Bupati Banyuwangi Ipuk Fiestiandani menyampaikan nota pengantar atas diajukannya Raperda Pertanggungjawaban Pelaksanaan APBD Tahun 2025. (Foto: Fattahur)
KabarBanyuwangi.co.id – Bupati Ipuk Fiestiandani menyampaikan nota pengantar atas diajukannya Raperda Pertanggungjawaban Pelaksanaan APBD Tahun 2025 dalam rapat paripurna dewan di gedung DPRD Banyuwangi, Kamis (11/6/2026).
Dalam paparannya, Ipuk menjelaskan realisasi pendapatan daerah tahun 2025 mencapai Rp. 3,60 triliun atau 102,54 persen dari target sebesar Rp. 3,51 triliun.
Pendapatan daerah tahun 2025 tersebut berasal dari
Pendapatan Asli Daerah (PAD) yang terealisasi sebesar Rp. 767,44 miliar atau
103,67 persen dari target anggaran sebesar Rp. 740,31 miliar.
Pendapatan Daerah juga bersumber dari dana transfer
pemerintah pusat yang mencapai Rp. 2,76 triliun atau 101,30 persen dari
anggaran sebesar Rp. 2,72 triliun. Dan transfer pemerintah pusat lainnya
terealisasi senilai Rp. 243,10 miliar.
Transfer antar daerah tercatat mencapai Rp. 178,78 miliar
dari anggaran sebesar Rp. 103,56 miliar atau 172,64 persen, dan lain-lain
pendapatan yang sah terealisasi Rp.78,12 miliar dari anggaran sebesar Rp. 51,25
miliar atau 152,43 persen.
Dari sisi pengeluaran, realisasi belanja dan transfer
daerah pada 2025 mencapai Rp. 3,62 triliun dari anggaran sebesar Rp. 3,97 triliun
atau terealisasi sekitar 91,21 persen.
Belanja daerah meliputi belanja operasi sebesar Rp. 2,48
triliun dari anggaran sekitar Rp.2,73 triliun atau 90,48 persen, belanja modal
sebanyak Rp. 721,67 miliar dari anggaran sebesar Rp.791,15 atau tercapai 91,22
persen.
Untuk belanja tidak terduga selama tahun 2025 terealisasi
sebesar Rp. 19,56 miliar dari anggaran sejumlah Rp. 20 miliar atau 97,80
persen, belanja transfer mencapai Rp.400,52 miliar dari anggaran Rp.429,35
miliar atau tercapai 93,28 persen.
Berdasarkan realisasi pendapatan daerah sebesar Rp. 3,60
triliun serta realisasi belanja dan transfer daerah sebesar Rp.3,62 triliun,
Pemerintah Kabupaten Banyuwangi mencatat defisit sebesar Rp. 21 miliar pada
tahun 2025.
Bupati Ipuk juga menyampaikan rincian pos pembiayaan daerah, realisasi penerimaan
pembiayaan sebesar Rp. 467,23 miliar dari anggaran sebesar Rp. 585,54 miliar
atau sebesar 79,79 persen.
"Penerimaan pembiayaan ini merupakan sumber
pembiayaan yang digunakan untuk menutup defisit anggaran dan mendukung
pelaksanaan pembangunan daerah sesuai dengan ketentuan Peraturan
Perundang-undangan," jelas Bupati Ipuk.
Sedangkan pengeluaran pembiayaan mencapai Rp. 126,33
miliar dari anggaran sebesar Rp. 126,33 miliar. Dengan demikian jumlah
pembiayaan netto tahun 2025 sebanyak Rp. 340,89 miliar.

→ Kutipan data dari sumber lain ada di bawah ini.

PR #255, opened 2026-05-16
feat(diagnostics): flag invalid assignment targets (#34)

### LINKED ISSUE #34: Diagnostics for invalid assignment targets
- `else <- 1` — assigning to a reserved word (`else`, `if`, `for`, `while`, `in`, `function`, `repeat`, `next`, `break`)
- `TRUE <- 5` — assigning to a logical literal
- `NULL <- "x"` — assigning to `NULL`
- `1 <- "x"` — assigning to a numeric literal
- `"foo" <- 1` — assigning to a string literal
- Applies to all assignment operators: `<-`, `=`, `<<-`, `->`

Note: R actually allows some of these at the REPL (e.g., `T <- FALSE` works because `T` is not a reserved word, just a default binding). The diagnostics should target cases that are truly invalid syntax or that tree-sitter reports as `ERROR` nodes.

jbearak:
## Summary

Closes #34. Adds a built-in error diagnostic for assignments whose target is something R will always reject — literals (`TRUE`, `FALSE`, `NULL`, any `NA*`, `Inf`, `NaN`, numeric, string) or reserved-word identifiers tree-sitter still parses as `binary_operator` (`else <- 1`, `in <- 1`, `next <- 1`, `break <- 1`).

Implemented as a built-in collector in `handlers.rs` (next to `collect_syntax_errors` / `collect_else_newline_errors`), **not** a lint rule: these are R errors, not stylistic preferences, and shouldn't be hidden by the opt-in lint master switch.

- Covers all five assignment operators: `<-`, `<<-`, `=`, `->`, `->>`. For right-arrow operators the target is the RHS.
- Skips named-argument `=` (`f(x = 1)`) and default-value `=` in formal parameters (`function(x = TRUE) ...`) — tree-sitter wraps those in `argument` / parameter nodes, so they're naturally outside the check.
- Skips cases where tree-sitter already emits an `ERROR` node (`if <- 1`, `for <- 1`, `while <- 1`, `function <- 1`) so `collect_syntax_errors` remains the single source of one diagnostic per site.
- Honors the issue note: `T <- FALSE` / `F <- TRUE` are **not** flagged. `T` and `F` are ordinary bindings that default to `TRUE`/`FALSE`; R accepts the rebind. The style-lint `T`/`F` rule still flags bare `T` / `F` in reference position.

## Test plan

- [x] `cargo test -p raven --lib` (3735 passed; 0 failed) — includes 24 new tests in `invalid_assignment_target_tests`
- [x] `cargo test --release -p raven --features test-support` (same as CI integration job; all green)
- [x] Probed tree-sitter-r's actual AST for every case in the issue to make sure the predicate covers the right node kinds (literals → `true`/`false`/`null`/`na`/`inf`/`nan`/`float`/`integer`/`complex`/`string`; `next`/`break` → own kinds; `else`/`in` → `identifier` + reserved-word check; `if`/`for`/`while`/`function` → `ERROR`, deferred to `collect_syntax_errors`).
- [x] Range correctness: diagnostic points at the offending target (not the operator); UTF-16 column math is exercised by a test with a non-ASCII prefix.
- [ ] CI: integration tests + vscode-mocha to run on push.

---

<a href="https://app.devin.ai/review/jbearak/raven/pull/255" target="_blank">
  <picture>
    Open in Devin Review
  </picture>
</a>

## Summary by CodeRabbit

* **New Features**
  * Added diagnostics for invalid assignment targets (assigning to literals, NA/Inf/NaN, signed numeric literals, reserved words) and warnings for suspicious targets (string-literal names, ...), across all assignment operators; diagnostics highlight the target token and honor inline suppression comments.
* **Documentation**
  * Documented the new "Assignment Targets" diagnostics and their scope/exceptions.

[Review Change Stack](https://app.coderabbit.ai/change-stack/jbearak/raven/pull/255?utm_source=github_walkthrough&utm_medium=github&utm_campaign=change_stack)

### DIFF
--- a/crates/raven/src/handlers.rs
+++ b/crates/raven/src/handlers.rs
@@ -7754,13 +7754,22 @@ mod invalid_assignment_target_tests {
 
     #[track_caller]
     fn assert_one(code: &str, expect_substr: &str) {
+        assert_one_with_severity(code, DiagnosticSeverity::ERROR, expect_substr);
+    }
+
+    #[track_caller]
+    fn assert_one_with_severity(
+        code: &str,
+        expected: DiagnosticSeverity,
+        expect_substr: &str,
+    ) {
         let diags = collect(code);
         assert_eq!(
             diags.len(),
             1,
             "expected exactly one diagnostic for `{code}`, got {diags:?}"
         );
-        assert_eq!(diags[0].severity, Some(DiagnosticSeverity::ERROR));
+        assert_eq!(diags[0].severity, Some(expected));
         assert!(
             diags[0].message.contains(expect_substr),
             "message `{}` did not contain `{}`",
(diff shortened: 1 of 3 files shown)


jbearak:
### Code review

Reviewed five angles in parallel — CLAUDE.md adherence, shallow bug scan, git history regression check, prior-PR comment patterns, and code-comment guidance. Several documentation nits surfaced but all scored below the high-confidence threshold; they've been addressed in [136ccb7](https://github.com/jbearak/raven/commit/136ccb7293aa1c5cd5c86da2727e1797a7fb1056) (doc: list `repeat` alongside the other ERROR-parented control-flow keywords and note that both severity tiers honor `# @lsp-ignore`; test: replace the BMP `ø` with `🦀` so the UTF-16 column-math test actually exercises the surrogate pair).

Bupati Ipuk juga memaparkan kondisi neraca keuangan
daerah hingga 31 Desember 2025. Total aset Pemerintah Kabupaten Banyuwangi
tercatat mencapai Rp.5,38 triliun.
Aset tersebut yakni aset lancar sebesar Rp. 573,07 miliar
yang terdiri dari nilai keseluruhan kas sebesar Rp. 319,95 miliar, jumlah
piutang daerah sebesar Rp. 264,72 miliar miliar, penyisihan piutan sebesar Rp.
96,53 miliar, beban dibayar dimuka senilai Rp. 2,60 miliar serta persediaan
sebesar Rp. 82,33 miliar.
Nilai investasi jangka panjang daerah sebesar Rp. 252,09
miliar. Aset tetap daerah tahun 2025 yang terdiri dari aset tanah, aset
peralatan dan mesin, aset gedung dan bangunan, aset jalan irigasi dan jaringan,
serta konstruksi dalam pengerjaan.
Nilai aset tetap Pemkab Banyuwangi tercatat sebesar Rp.
11,87 triliun dengan nilai akumulasi penyusutan sebesar Rp. 7,69 triliun
sehingga nilai buku aset tetap Pemkab Banyuwangi per 31 Desember 2025 sebesar
Rp. 4,18 triliun.
Properti investasi sebesar Rp. 169,94 miliar dengan nilai
akumulasi penyusutan sebesar Rp. 17,45 miliar sehingga nilai bukunya sebesar
Rp. 152,49 miliar.
Jumlah aset lainnya tahun 2025 yang terdiri dari
kemitraan dengan pihak ketiga, aset tidak berwujud dan aset lain-lain sebesar
Rp. 236,87 miliar dengan nilai akumulasi amortisasi aset tidak berwujud senilai
Rp. 15,20 miliar, sehingga nilai aset lainnya tahun 2025 sebesar Rp. 221,67
miliar.
Sedangkan jumlah kewajiban daerah tahun 2025 senilai Rp.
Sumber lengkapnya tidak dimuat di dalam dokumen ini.